PR #405, opened 2022-05-11
Sphinx docs

swhite2401:
Alternative to doxygen, here for testing -> this is much better and is now fully deployed

The source to the sphinx webpages are located in:
`docs/sphinx/source`
and the build in:
`docs/sphinx/build`

In order to rebuild the API documentation locally you need run:
`sphinx-apidoc -M -f -o ./source ../../pyat/at ../../pyat/at/integrators`

The last argument allow to ignore the compiled integrators.
To build the html page:
`make clean` and then `make html`

The webpage is hosted on [readthedocs.org](readthedocs.org), it can be seen at [https://at.readthedocs.io/en/latest/](https://at.readthedocs.io/en/latest/)

A webhook was added such that the page is automatically rebuilt from source every time a push is made on this branch.
Once this is merged we can move this to the master.
All the link from the present documentation are now pointing to the readthedocs webpage.

**TODO**: modify all docstring to comply to google style (only done for the acceptance package for now)


lfarv:
Hi @swhite2401, I have no way to look at this at the moment, but from my experience, Sphinx is much nicer than doxygen. I'll look when I'm back.

swhite2401:
@ lfarv, this one look much better and modern than doxygen and is very easy to customize.
The API documentation is automatically generated using [sphinx](https://www.sphinx-doc.org/en/master/). The docstrings will need to be reworked in order to be consistent with [google style docstring for sphinx](https://sphinxcontrib-napoleon.readthedocs.io/en/latest/example_google.html).
I have edited the `acceptance` package so you can see the final version, I think it is worth the effort. The page is published in [read the docs](https://readthedocs.org/), you can access it directly at [at docs webpage](https://at.readthedocs.io/en/latest/)

Unfortunately the `markdown` files don't come out so nicely but I think this can be fixed, I ll take a look.

You may look at [pytango webpage](https://pytango.readthedocs.io/en/stable/) to see a finished product using the same engines.

swhite2401:
It is incomparable! The only drawback is that markdown are not rendered properly and our `docstrings` will need to be adapted.
So it will take a bit of effort but in my opinion this is really worthwhile and after that everything is automatically generated.

With the user community growing we are really lacking documentation...

lfarv:
Hello @swhite2401. This indeed looks nice ! I have a few questions:

- you choose to store the html docs on a 3rd party site (readthedocs). Is there a good reason not to keep them in Github  Pages?
- In this case, is it necessary to have git manage the `docs/sphinx/build` directory? Apparently it is filled when running sphinx from `docs/sphinx/source`. Or maybe store only  the directory itself but not its contents?
- the `docs/sphinx/p` directory now looks useless, its contents has been moved to `docs/sphinx/source/howto`. Consequently the `python_sidebar.yaml ` file is not used any more, apparently.

But there is another option: keep the hand-written documents (how-tos and general information) in the AT web site where they are, and link to the sphinx-generated module and function docs from the python sidebar.

swhite2401:
Welcome back @lfarv, I found `readthedocs` very convenient as there is basically nothing to do, the page is built automatically on push. `Github` pages looked a bit more complicated to me without obvious advantages. I can give you admin right to the `readthedocs` project.

In fact you are right, using `readthedocs` you do not need the build directory. I have added it while testing (you can look at the page directly opening `index.html` with firefox) but this does not have to be tracked on git.

Yes, sphinx does not like `markdown` files, I had to translate them to `rst` to make them look nice, if we decide to adopt this we can clean up everything

I would rather have a single page for everything, already I realized resources are spread all over the place which I find difficult to follow.

lfarv:
@swhite2401: I just made a test using only GitHub Pages (without readthedocs): it as easy, with an identical result, but no ads. The only difference is that you need to do a "make html" in the `docs/sphinx` directory to generate the sphinx documentation. Then you commit and Jekyll does everything as usual.

The only thing I changed to do the test is the Jekyll `_config.yaml` file !

Coming back to the hand-written documentation, I compared side-by-side the "GitHub Pages" and "readthedocs" versions of the "Cavity control" page: Jekyll has nicer layout features (coloured boxes, in-line maths, and much more that I did not explore). So for these, I would stick to the markdown version.

swhite2401:
Ah good, so if you found a good way that is nice, did you deploy it? I tried and ended up on the `readthedocs` page.

swhite2401:
btw feel free to update this PR as you want, I just set this up for testing

lfarv:
> So I haven't looked at details myself but quickly browsing through the web, people seem to think rst has more capabilities that markdown... maybe my quick translation of the `.md` files was not good? (I used an online translator)

In fact, the features I was referring to are Jekyll features (more precisely what is called "liquid"), rather then markdown features.

I'll prepare a test so that you can look !

lfarv:
I created a temporary new branch `sphinx-doc-jekyll` derived from this one. Only 3 files are modified:
- `docs/_data/sidebars/python_sidebar.yml`
- `docs/_data/topnav.yml`
- `docs/_config.yml`

Then when running "make html"  in `docs/sphinx`, the `sphinx/build `directory is regenerated (another set of modified files).

Finally I pushed the branch on GitHub and switched the pages to this new branch. That's all. 
The result is very close the the previous one.

In this configuration, the AT Web site is entirely hosted on GitHub Pages, but nothing changed for the behaviour on "readthedocs": it should still produce the same web site!

Concerning the comparison of Jekyll .md files and sphinx .rst files, after looking around different sites, I agree that sphinx can also produce about anything. In this setup, we have the choice.

Look at [https://atcollab.github.io/at/]( https://atcollab.github.io/at/) and check that everything is there. If you are happy with it, I'll introduce my modifications in this branch.

You did a nice job in structuring the sphinx generation. The scheme I propose can still be improved by rearranging the source and destination directories in `at/docs`, and in refining both the Jekyll and sphinx themes, but I think it's already worth merging.

swhite2401:
Very nice! I think we can get rid of the `readthedocs` page, I do not see it as very useful with the solution you propose.

On the other hand I like that everything is hosted on the same page as it is also easier to maintain if we have a single source. What I would propose is:

- keep all the matlab docs as they are now
- host the python doc on the sphinx webpage, make sure all links point to this page (welcome github page, top navigation bar, etc...)

What do you think?

Concerning the merge, if we decide to adopt the sphinx page, I think we have to make the effort to adapt all `docstrings` before we do it to start from a clean situation. I did it for the `acceptance` package and started with `collective`.

I can continue doing it once you have committed your changes.

lfarv:
1. I agree, it's better to keep the whole python documentation in a single system (sphinx),
2. For now, we keep the top level and the Matlab doc as they are (Jekyll markdown). In the medium term, it may be possible to move Matlab to sphinx also, but it's another job,
3. About merging, I would not wait for all the docstrings to be updated:
   - the modification of too many files in a single pull request is dangerous and make the review very painful,
   - as it is, it's better than nothing: we don't remove anything, but just add new chapters. The present function documentation is not very nice, but it's understandable. Changing the theme may also make it better,
   - there are still a few points I would like to look at, so that we could propose a style guide.
   
   So I would propose to:
   - starting from now, adapt all **new** or **modified** modules to ReST (your "acceptance" example is very valuables for that),
   - modify other modules step-by-step

I'll commit my modifications, put back the top-level python doc in sphinx (trying to put it at the same level as the Jekyll one) and propose a clearer theme. Then we may decide about merging.

lfarv:
I modified the directory structure to clean the` at/docs` directory, used by GitHub pages. The sphinx source directory taken out and is now  `at/docsrc`.

The whole python branch of the Web site is now handled by sphinx.

The Web site is back to the sphinx-doc branch for control.

swhite2401:
Ok sounds good to me! Thanks for helping and cleaning. You may remove the `readthedocs` config file too (.readthedocs.yaml)!

lfarv:
I modified `at/readthedocs.yaml` and `at/docsrc/requirements.txt` according to the new structure. Normally, readthedocs should still work. Does it still work? Should we remove it now, or keep it for a while(it's only 2 same files)?

lfarv:
The sphinx-book-theme looks much better! It's highly configurable, bit the default behaviour looks excellent to me.

swhite2401:
In fact I disagree the look and feel of the RDT template looked better to me, especially the API docs with colored boxes etc

lfarv:
@swhite2401 : Ha, colors… 
I find the "rtd" theme really old-fashioned. The "book" theme has now been adopted by Matplotlib, numpy, scripy… It looks much cleaner to me and is likely to become a standard. But I switched back to "rtd" for the moment and let you think again about it !

Otherwise I'm still experiencing a lot:
- I tried the complete `autosummary` solution: a single `index.rst` file is enough for the whole site. To avoid breaking your structure, I derived a new `sphinx-docs-new` branch, which is currently displayed on the official site. This solution has many advantages, in particular a "summary" section at the beginning of each page. And full automation, of course. But it has a severe drawback: if a module has the same name as its containing package (or a function the same name as its containing module), sphinx gets lost. This is perfectly correct in python, but has indeed a problem: if you refer to` at.matching`, it may mean either the `at.matching` package, or the `at.matching.matching` module. In fact, the module name hides the package name, so "autosummary" ignores the package and documents only the module. I'm looking for a solution avoiding renaming modules (which is still possible since module names are considered private),
- I tried a minimal CSS customisation (font sizes: I don't like huge fonts). Some themes are easier for that (better structured), but it's easy enough. 
- I would still keep open for the moment the possibility of using "readthedocs". Could you try to apply it to the sphinx-docs-new branch?
- For evaluating the task of "adapting" the existing docstrings, I revisited entirely the `lattice` package, including introducing python type hints. It's indeed a considerable job. We should not wait for everything before merging…

Work in progress… Thanks for feedback!

swhite2401:
Ah yes I saw that, in fact this is a problem: `at.acceptance.acceptance` is showing as `at.acceptance.accept` which is quite bad...

Well maybe you are right, I just like the color boxes around the function instead of just plain text, I thought it was more readable, maybe we can play with font size and color as they did for matplotlib instead. 
So ok for your proposal, since all major python scientific API use it we can adopt it, no objection!

'readthedocs' needs the rdt-scheme I think so it is a complication if we adopt another one, why would you like to keep it?

Lots of work indeed...I agree we can merge and adapt as we go, I am very busy with IPAC papers these day unfortunately, once this is out of the way I'll have more time to dedicate to this.

lfarv:
> 'readthedocs' needs the rdt-scheme I think

Are you sure ? I added `sphinx-book-theme` to the `docsrc/requirements.txt` file, so I do not see why it would not work. But since I reorganised the directory structure, I'm not sure I did not forget something in `.readthedocs.yaml`.
The reason I'd like to try is that if at some point we could also move the Matlab doc to sphinx (there is an extension for that, to be tried), we could move the top-level of the site to sphinx. And then it's more complicated for GitHub Pages than just handling a subset. I read that it's possible, but I didn't understand how. This is hypothetic future, but if we can keep the compatibility with readthedocs for almost free, why not?

If you tell me how to run it myself, I'll do it! Don't waste your time on that!

Concerning the "book" theme, I do think we have a lot of freedom for fonts and colors. I saw also on matplotlib a possibility to link to source code which looks very interesting ! To be explored

swhite2401:
By the way it automatically builds on push

swhite2401:
Looks good to me! There are small differences between the github page and the readthedocs pages: no scroll down menu on the side bar, no sub-packages on the front pages, etc...
Basically readthedocs has forced the rtd theme but with the colors of the sphink-book it seems.

Anyway, this is good enough for me, we can probably merge this one and then adapt the docstrings progressively, maybe one PR per subpackage?

lfarv:
> There are small differences between the github page and the readthedocs pages

Can you check again ? Did you look at the right version of readthedocs ? I cannot see any difference !

Anyway, I created a new branch and pull request #408 , to start with a clean repository. When it's merged, I agree with your schedule of one PR per sub package.

swhite2401:
> > There are small differences between the github page and the readthedocs pages
> 
> Can you check again ? Did you look at the right version of readthedocs ? I cannot see any difference !
> 
> Anyway, I created a new branch and pull request #408 , to start with a clean repository. When it's merged, I agree with your schedule of one PR per sub package.

Yes here is the RTD webpage:
image

And here is the github webpage
image

lfarv:
Hi @swhite2401, you are looking at the "latest" version on ReadTheDocs ! You have to switch to the "sphinx-documentation" version, either in the URL ([https://at.readthedocs.io/en/sphinx-documentation/](https://at.readthedocs.io/en/sphinx-documentation/)), or using the little menu at the very bottom of the sidebar !

swhite2401:
Right all god for me then!

swhite2401:
Properly implemented in #413 , I closed this one too

PR #408, opened 2022-06-04
Sphinx documentation

lfarv:
This PR replaces and updates #405. It adds a `docsrc` directory containing the source of the python documentation handled by [sphinx](https://www.sphinx-doc.org/en/master/index.html).

This directory contains ReStructeredText or Markdown files used as sources for the python part of the AT website. The top-level and Matlab parts are unchanged.

**The sphinx  documentation must be compiled before pushing to GitHub**, so that the web site is updated. This operation converts ReST or markdown pages to html and extracts the docstrings from python objects to automatically generate the API documentation. The compilation process is explained in the `docsrc/README.rst` document. This manual operation is necessary:

- after adding or modifying  pages,
- to include the new or modified docstrings of the python source code.

A clone of the python documentation is also installed on [readthedocs.org](https://at.readthedocs.io/en/sphinx-documentation/). This one is automatically compiled on each push to GitHub (nothing to do).

For now, both GitHub Pages and readthedocs.org are based of this `sphinx-documentation` branch. After validation, they will of course be directed to the `master` branch.


lfarv:
- It seems that there is a way to automate the sphinx compilation using GitHub actions. We can keep this in mind for a future improvement,
- Having the top-level handled by sphinx is possible, if we need it,
- I tested the generation of Matlab documentation with sphinx. The problem is that it expects either a ReST syntax (then the internal Matlab help becomes unreadable), or a "Google-style" syntax, closer to Matlab-style doc, but which needs rewriting a lot of files… Not straightforward

MJGaughran:
For one of our DLS repositories, it appears that code compilation isn't needed for our Sphinx generation. You can see our current GitHub Actions here; you may find it useful in generating your own:
https://github.com/dls-controls/pythonSoftIOC/blob/1eb9405cbd0c659ba8b38b15a992a3fb4aabe871/.github/workflows/docs.yml

I'm happy for you to hold off on adding GitHub Actions for this pull request, but I think it's more than just a nice-to-have.

Can I ask why you are releasing documentation to both GitHub Pages and readthedocs? We are moving away from readthedocs at Diamond as it's easier to use the single login. We have no repositories which push to both, and it could cause confusion as to which is the 'primary' source of information on the repository.

lfarv:
@MJGaughran

> Can I ask why you are releasing documentation to both GitHub Pages and readthedocs? 

I agree with you to keep GitHub Pages as the documentation root (see https://github.com/atcollab/at/pull/405#issuecomment-1130483778). So you can forget readthedocs, all links still point to GitHub. But it's easy to keep the configuration ready in case we need it at dome time.

Concerning GitHub actions, I'm not expert enough to get it working rapidly, and I would prefer merging this PR first, so that we have at least a preliminary doc for the python API. Looking at your example, apparently it has a different setup, by putting the documentation in a separate branch `gh_pages` while we use the `/docs` directory of the `master` branch. If you see a way to adapt this example, that will be a nice improvement.

swhite2401 (approved):
Ok for me

MJGaughran:
I am still keen to support only GitHub Pages or readthedocs. I'm not sure being indecisive on that point will provide any benefit, but I'm happy to leave that for a second merge request.

Issue #411, opened 2022-06-08
GitHub action for running Sphinx


lfarv:
The AT documentation on GitHub Pages is now relying on [Sphinx](https://www.sphinx-doc.org/). As it is now, running sphinx to extract the documentation from the python code, or from  hand-written ReST documents, has to be done manually. Though this is rather simple, it would be safer to have this step automatically run by GitHub actions. @MJGaughran mentioned that this is possible (https://github.com/atcollab/at/pull/408#issuecomment-1147594393), but it does not look so simple:

in our configuration, the documentation source is in the `/docs` directory of the `master` branch. Ideally, a push to this branch should trigger an action updating the `/docs` directory. But this result must be pushed again so that GitHub pages are updated. This looks like an endless loop…

Unless I miss something, we are probably obliged to change the configuration and host the documentation source in a another branch (typically `gh_pages`). And then setup a GitHub action to run the whole process. Any expert (@MJGaughran ?) is welcome to open a PR to experiment this!

lfarv:
Solved in #413

PR #412, opened 2022-06-13
Remove Jekyll

lfarv:
In this PR, the (limited) Matlab documentation is now handled by Sphinx instead of Jekyll. No change in the documentation itself, except for style. This allows to get rid of Jekyll, the last step before using GitHub actions to automate the Sphinx compilation (in a next PR).

Some comments about style:
- the new colors come from an update of the `pydata-sphinx-theme` used for AT. This is related to a new "dark" mode available. Reverting to the previous colors (or other colours) is very easy, if necessary
- The Matlab pages are designed for the internal Matlab help system, and are generated with Matlab. Their style is different, and they are included in HTML "iframes".

As usual, the GitHub pages are temporarily set on this branch for review.


MJGaughran:
GitHub Pages has support for Jekyll [in some manner](https://docs.github.com/en/pages/setting-up-a-github-pages-site-with-jekyll/about-github-pages-and-jekyll), but I didn't look much into how it all would fit together.

swhite2401:
The dark mode for the matlab page does not show well: text remains black for AT primer for example.
Also the links do not work, see `atsetcavity` for example

lfarv:
@MJGaughran : Jekyll is the native static page generator in GitHub Pages. That's why it was used until now. But Sphinx has much more possibilities, like automatic extraction of documentation from source files (python and Matlab). The python part of the doc was moved to Sphinx some time ago, but it appear that mixing both systems is delicate. Now the whole site in handled by Sphinx, and Jekyll is disabled with an empty `.nojekyll` file. Ihave now a solution for full automation of the doc with GitHub actions, so I'll close this PR and open a new one with full automation.

MJGaughran:
I was going to look at setting this up myself as you asked in #411, and this was the only detail that made the config unlike the one I previously linked. I like that you have transitioned to using Sphinx.

I will wait for your PR as you have apparently already made good progress with #411. I was going to spend a bit of time on it next week, so thanks.

Did you follow the method using peaceiris/actions-gh-pages?

lfarv:
@swhite2401 : the present problem with Matlab pages is that they are taken from the internal Matlab help system. I found useful to have the global overview (installation and example of use) accessible from the Web site, but they are drawbacks:

- these Matlab pages are put in "frames": it's a web page inside another one. The outer page (Sphinx) has no knowledge of what's inside the inner one. That's why the change of theme has no effect on the inner one.
- The links to Matlab individual functions are not http links, but Matlab links: "`matlab:doc('atSetRingProperties')`" rather that "`https://...`". They cannot work outside Matlab.

Of course, these few pages could be rewritten in markdown, but keeping two version is difficult to maintain. Or one could have the whole documentation generated by Sphinx, but up to now there are problems with the style of help strings: Sphinx (or Google style) is in contradiction with the Matlab rules… I'm looking at that.

However, for the time being, I made a significant improvement by automating the  Sphinx compilation with GitHub actions, so I'll close this PR and open another one (same documentation contents as this one)

lfarv:
@MJGaughran: yes, it's based on the  peaceiris/actions-gh-pages action, thanks for the tip. While I'm still working on details, you can have a look at this branch: `sphinx_automation`, the workflow is called `docs.yml`.

swhite2401:
I agree this is excellent! Please go ahead and merge!

PR #413, opened 2022-06-13
Sphinx automation

lfarv:
This PR replaces #412.

The AT web site, hosted on GitHub Pages, is now entirely generated by Sphinx. Jekyll is no more used. The documentation is automatically rebuilt on each push on the master branch. This is done by a new workflow for GitHub actions which will run Sphinx on each push, or upon explicit request.

The documentation source is in the `/docs` directory.

The compiled documentation is pushed to the new `gh-pages` branch, declared as the source for GitHub Pages. This branch only contains the html documentation, at its top-level (nothing else, no code…), and should not be modified.

The process for writing documentation is unchanged: create a new branch, add/modify ReST or markdown documents in the `/docs` directory and open a pull request. The web site will be updated when the branch is merged.

This process is briefly described in the README document  in the /docs directory.


.github/workflows/docs.yml
```diff
@@ -0,0 +1,36 @@
...
+    - name: Build and install at
+      run: python -m pip install ".[plot, doc]"
+      working-directory: pyat
+
+    - name: Compile docs
+      run: make html
+      working-directory: docs
+
+    - name: Publish Docs to gh-pages
+      uses: peaceiris/actions-gh-pages@v3
```
MJGaughran, line 33: As described in another example [here](https://github.com/dls-controls/scanspec/blob/2136794f6898f19ec6cccb819e31ca4149191b03/.github/workflows/docs.yml), it is [recommended ](https://docs.github.com/en/actions/learn-github-actions/security-hardening-for-github-actions#using-third-party-actions)that third-party actions are referenced by commit hash instead of tag. It is only a recommendation, but it seems reasonable.

.github/workflows/docs.yml
```diff
@@ -0,0 +1,36 @@
+name: Docs CI
+
+on:
+  push:
+    branches:
```
MJGaughran, line 5: Do we want to run this for tags as well?

Speaking to the one who sorted this out for our own docs, it seems that by default there is no option in GitHub Pages to easily select other tags, as there is for readthedocs. He made a change to the Sphinx template (not sure how) to add this, but we are using a different template here. If this interests you, I will talk to him about how we can 'port' this over.

You can probably navigate to the documentation for other tags even without the above change.

MJGaughran:
I am still keen to remove readthedocs configuration from the repository, unless there is a good reason to have to maintain and test the two separate configurations. I can understand leaving it as-is for this pull request and making a separate one for that.

.github/workflows/docs.yml
lfarv: Hi @MJGaughran: I see the point, but I don't think we should be too much concerned about that: if we were thinking of future compatibility problems, we should rather freeze versions on numpy, matplotlib, scipy… These would cause real problems like AT crashes or wrong results. Here, such an hypothetical compatibility breaking would have negligible consequences: stopping the update of documentation for a few hours!

So no problem to set a hash instead, but I would not put the "safety" comment before, which gives the impression that we put a strong emphasis on details rather then important points

.github/workflows/docs.yml
lfarv: For now, I am not yet thinking of keeping several versions of the documentation. It is so late behind the code that the main point is to improve it and keep it up-to-date with the code evolution. So updating on push is perfect, a tag is not related to any modification of the sources. Note that in the final version, only the `master` branch should be kept, the `sphinx_automation` branch is only there to check that it's properly working.

For the future, one could think of keeping a doc version corresponding to each PyAT release, so your ideas are welcome ! For now, the idea is that whatever PyAY release or commit you are running, the later documentation is the best.

lfarv:
@MJGaughran : readthedocs gives an easy way to check the behaviour of a branch under development, while the GitHub Pages are updated only once the merge is done  (will be, in fact, once this PR is merged). In this preliminary stage of development, it's helpful. The other alternative is of course to run Sphinx locally. Bit since there is no risk of having diverging versions of the doc (there is only one source for both), I keep it for the moment.

.github/workflows/docs.yml
lfarv: `peaceiris/actions-gh-pages` now referenced with hash `068dc23d9710f1ba62e86896f84735d869951305` (last version)

MJGaughran: Late response, but hash reference is good.

This is not about future compatibility, but instead potential to run compromised action as described in the recommendation.

PR #414, opened 2022-06-15
Improvement of RF frequency control

lfarv:
The `get_acceptance` function is an example of a function which may internally modify the ring RF frequency, to satisfy its `dp` or `dct` argument. The new `frequency_control` decorator avoids this and offers a cleaner solution to handle `dp` and `dct` in future similar functions.

This decorator can be applied to any function like `func(ring, *args, **kwargs)`. Example:

```python
@frequency_control
def get_acceptance(ring, planes, npoints, amplitudes, nturns=1024,
                   refpts=None, dp=None, offset=None, bounds=None,
                   grid_mode=GridMode.RADIAL, use_mp=False, verbose=True,
                   start_method=None, divider=2, shift_zero=1.0e-9):
```

It looks at the 1st argument of the decorated function, which must be a Lattice object (`ring`)

- if `ring.radiation` is `True` **and** `dp` or `dct` is specified, it makes a copy of `ring` with a modified RF frequency, removes the `dp` and `dct` keywords and call the decorated function with the copy of ring,
- otherwise, it directly calls the decorated function with the initial arguments.

So the decorated function does not need to care about RF frequency: It uses `ring` as it is, the `dp` or `dct` arguments will be present only when they are allowed (in 4D only).

In addition, `get_revolution_frequency` is improved when `dp` is specified: rather that relying on the momentum compaction factor, it uses closed orbit computation, giving a more accurate result.

### DIFF
--- a/atmat/atphysics/LongitudinalDynamics/atsetcavity.m
+++ b/atmat/atphysics/LongitudinalDynamics/atsetcavity.m
@@ -92,9 +92,12 @@ if isempty(varargs)             % New syntax
             if isfinite(dct)
                 frev=frev * lcell/(lcell+dct);
             elseif isfinite(dp)
-                [~,ringrad]=check_radiation(ring,false,'force');
-                etac=1/gamma0^2 - mcf(ringrad);
-                frev=frev + frev*etac*dp;
+                % Find the path lengthening for dp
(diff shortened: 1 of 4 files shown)


swhite2401 (approved):
Seems like a very nice improvement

□ □ □ □

- BRIEF -
Say only how many lines among the entries above contain the string "LongitudinalDynamics".

- OUTPUT OF THE TASK -
2